PR #5559, opened 2023-12-03
`ggsave()` forces `plot` only after setting the current device

krlmlr:
Some adjustments to the plot object might require measurements, hence an active device.

## With this PR

``` r
library(ggplot2)

print_active_device <- function(p) {
  print(dev.cur())
  p
}

plot <-
  ggplot(data = data.frame(x = 1:3, y = 1:3), aes(x = x, y = y)) +
  geom_point()

ggsave(tempfile(fileext = ".pdf"), print_active_device(plot))
#> Saving 7 x 5 in image
#> pdf 
#>   3
```

<sup>Created on 2023-12-03 with [reprex v2.0.2](https://reprex.tidyverse.org)</sup>

## Current main

``` r
library(ggplot2)

print_active_device <- function(p) {
  print(dev.cur())
  p
}

plot <-
  ggplot(data = data.frame(x = 1:3, y = 1:3), aes(x = x, y = y)) +
  geom_point()

ggsave(tempfile(fileext = ".pdf"), print_active_device(plot))
#> Saving 7 x 5 in image
#> quartz_off_screen 
#>                 2
```

<sup>Created on 2023-12-03 with [reprex v2.0.2](https://reprex.tidyverse.org)</sup>


teunbrand:
Hi Kirill, I'm not quite sure I'm familiar with the context in which text must be measured on the intended device, would you mind expanding a bit on this? There are also two notes I have with this PR: (1) wouldn't this mismatch the device background with the plot's background fill colour? And (2) if reasonably possible it seems desirable that the `on.exit()` code is declared as soon as the device is activate. In theory, now something could go wrong in `plot_theme()` and the `on.exit()` code isn't executed.

krlmlr:
Thanks, good catch. Fixed the `on.exit()` call.

In the code I'm dealing with, `print_active_device()` calls `ggplotGrob()` and applies some transformation on the resulting object. Printing that object is the same as printing the plot, but `ggplotGrob()` needs an active device.

Sketch:

```r
print_active_device <- function(p) {
  # Measurement may happen here
  g <- ggplotGrob(p)
  my_transform_grob(g)
}
```

Is there a better way to do this? Hooks registered on the ggplot2 object, maybe?

thomasp85:
@krlmlr Do you still want this included after the discussion?

krlmlr:
It's a catch-22 that can't be resolved because `bg` is used in the `dev()` call.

# # # #

• **Work required**
Show the lines of the data that hold the word "ggplotGrob".

• **Response box**
In the code I'm dealing with, `print_active_device()` calls `ggplotGrob()` and applies some transformation on the resulting object. Printing that object is the same as printing the plot, but `ggplotGrob()` needs an active device.
  g <- ggplotGrob(p)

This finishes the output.